# Got a hypothesis about piranhas behavior



## Hannibal (Dec 2, 2002)

Now that I have both a caribe and red belly piranhas I have noticed differences in their temperment and in their behavious. Of course my caribe is more aggressive but I think they seem more normal or calm that red bellys. When I approach the tank sometimes my red belly's freak out. Slam into the wall and just go crazy. Rarely if ever does my caribe do this. He is usually still and pretty calm. He goes for cover but does just take off at the first sign of something new.

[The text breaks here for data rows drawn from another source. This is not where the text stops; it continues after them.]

PR #234, opened 2023-07-27
Hart Software Services for Microchip Polarfire Icicle Kit (RISC-V)

mikatammi:
Build Hart Software Services (HSS) to be able to ~~run RISC-V images on QEMU~~ build own HSS binary from source and run it on Icicle-Kit board

### DIFF
--- a/packages/flake-module.nix
+++ b/packages/flake-module.nix
@@ -1,6 +1,8 @@
 # Copyright 2022-2024 TII (SSRC) and the Ghaf contributors
 # SPDX-License-Identifier: Apache-2.0
 {self, ...}: {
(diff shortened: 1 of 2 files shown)


mikatammi:
This is work in progress. The Hart Software Services build, but I was unable to boot QEMU with the resulting binaries with instructions from here: https://www.qemu.org/docs/master/system/riscv/microchip-icicle-kit.html#running-hss

I'm wondering what image file to use, 2 types of image files are built, and both .elf and .bin versions of those

mikatammi:
Ready for review now. Checked that it builds

brianmcgillion (approved):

My hypothesis is that this is due to the ease at which red bellys can be bred in captivity. I know the animal kingdown reproduction is different that with human reproduction. Like with dogs that are brother and sister can breed later on in life and there isn't a high chance of having birth defects because they are relatives, much like their would be high chances of complications if human brothers and sisters had children. It just seems to me like the interbreeding of red bellys has sort os "dumbed down" the species(those that are reproducing in captivity).

I am totally basing this off of my experiences with the red bellies that I have had in the past and currently. I have never had red bellies that have come from the wild so this is totally based on tank rasied red bellies. I have never had a ternetzi or a piraya and can't really speak on their behaviour. I just wanted to throw it out there and see if anyone else thought that my hypothesis held any water.


----------